## What the task asks
Report, word for word, every line of the material that contains "typeof".

## Given data
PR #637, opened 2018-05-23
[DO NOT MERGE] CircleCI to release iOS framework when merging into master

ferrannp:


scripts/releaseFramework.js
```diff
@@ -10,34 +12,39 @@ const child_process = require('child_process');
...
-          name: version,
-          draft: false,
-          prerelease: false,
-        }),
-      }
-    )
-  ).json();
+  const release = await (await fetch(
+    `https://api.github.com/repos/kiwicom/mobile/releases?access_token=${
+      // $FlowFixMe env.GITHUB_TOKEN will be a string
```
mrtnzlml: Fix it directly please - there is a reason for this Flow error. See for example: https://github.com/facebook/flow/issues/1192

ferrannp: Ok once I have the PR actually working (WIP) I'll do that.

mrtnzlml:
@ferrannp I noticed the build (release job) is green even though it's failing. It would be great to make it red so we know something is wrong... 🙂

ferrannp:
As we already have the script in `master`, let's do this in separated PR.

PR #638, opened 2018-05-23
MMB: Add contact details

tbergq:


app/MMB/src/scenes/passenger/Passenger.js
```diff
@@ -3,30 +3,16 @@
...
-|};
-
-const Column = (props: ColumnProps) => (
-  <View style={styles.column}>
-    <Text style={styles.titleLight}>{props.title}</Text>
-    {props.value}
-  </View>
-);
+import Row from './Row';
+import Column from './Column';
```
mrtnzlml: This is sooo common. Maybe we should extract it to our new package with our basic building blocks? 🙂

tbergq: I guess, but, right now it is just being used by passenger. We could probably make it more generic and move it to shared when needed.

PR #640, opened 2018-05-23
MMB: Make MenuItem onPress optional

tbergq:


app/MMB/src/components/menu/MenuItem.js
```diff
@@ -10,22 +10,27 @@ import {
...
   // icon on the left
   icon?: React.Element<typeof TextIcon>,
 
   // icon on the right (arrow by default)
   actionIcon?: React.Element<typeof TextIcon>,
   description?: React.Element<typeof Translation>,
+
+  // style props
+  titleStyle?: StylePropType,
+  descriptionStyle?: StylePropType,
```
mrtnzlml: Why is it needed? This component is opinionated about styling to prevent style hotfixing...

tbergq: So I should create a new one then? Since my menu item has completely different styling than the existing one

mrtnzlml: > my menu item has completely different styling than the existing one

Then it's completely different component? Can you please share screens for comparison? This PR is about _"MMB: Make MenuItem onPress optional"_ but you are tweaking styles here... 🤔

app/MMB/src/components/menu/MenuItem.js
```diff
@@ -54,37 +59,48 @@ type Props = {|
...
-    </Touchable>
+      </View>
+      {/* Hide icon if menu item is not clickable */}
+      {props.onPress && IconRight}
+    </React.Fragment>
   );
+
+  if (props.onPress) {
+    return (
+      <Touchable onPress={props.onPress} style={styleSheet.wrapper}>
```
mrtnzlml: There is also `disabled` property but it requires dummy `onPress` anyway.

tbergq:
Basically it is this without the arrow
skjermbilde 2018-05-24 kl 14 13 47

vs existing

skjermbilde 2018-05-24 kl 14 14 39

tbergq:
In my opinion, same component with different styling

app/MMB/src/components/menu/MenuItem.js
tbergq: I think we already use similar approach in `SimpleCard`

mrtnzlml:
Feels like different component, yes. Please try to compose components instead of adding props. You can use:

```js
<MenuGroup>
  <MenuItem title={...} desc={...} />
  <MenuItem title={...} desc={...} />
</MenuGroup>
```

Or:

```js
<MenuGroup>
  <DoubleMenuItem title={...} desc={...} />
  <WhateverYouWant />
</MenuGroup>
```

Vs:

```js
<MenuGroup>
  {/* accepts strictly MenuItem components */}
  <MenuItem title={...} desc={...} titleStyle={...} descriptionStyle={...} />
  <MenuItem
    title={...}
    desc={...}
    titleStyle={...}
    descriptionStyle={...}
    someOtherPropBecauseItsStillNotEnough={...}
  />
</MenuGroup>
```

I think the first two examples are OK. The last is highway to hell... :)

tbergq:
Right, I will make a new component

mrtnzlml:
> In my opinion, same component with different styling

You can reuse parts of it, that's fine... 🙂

...

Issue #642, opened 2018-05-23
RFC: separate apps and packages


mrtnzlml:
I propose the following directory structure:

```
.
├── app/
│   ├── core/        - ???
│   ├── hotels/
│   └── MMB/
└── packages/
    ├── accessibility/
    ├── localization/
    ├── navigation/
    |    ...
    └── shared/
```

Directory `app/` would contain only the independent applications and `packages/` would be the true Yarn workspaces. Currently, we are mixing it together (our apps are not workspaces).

---

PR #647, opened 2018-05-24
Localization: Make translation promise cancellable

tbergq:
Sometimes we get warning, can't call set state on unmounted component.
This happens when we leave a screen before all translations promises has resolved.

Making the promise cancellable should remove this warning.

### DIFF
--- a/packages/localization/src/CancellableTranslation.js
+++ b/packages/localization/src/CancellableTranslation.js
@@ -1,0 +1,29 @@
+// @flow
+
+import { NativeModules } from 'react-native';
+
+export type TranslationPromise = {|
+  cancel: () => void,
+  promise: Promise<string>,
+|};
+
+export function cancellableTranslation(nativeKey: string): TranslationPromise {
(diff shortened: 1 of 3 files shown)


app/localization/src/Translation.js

## Finished exercise
   icon?: React.Element<typeof TextIcon>,
   actionIcon?: React.Element<typeof TextIcon>,
   description?: React.Element<typeof Translation>,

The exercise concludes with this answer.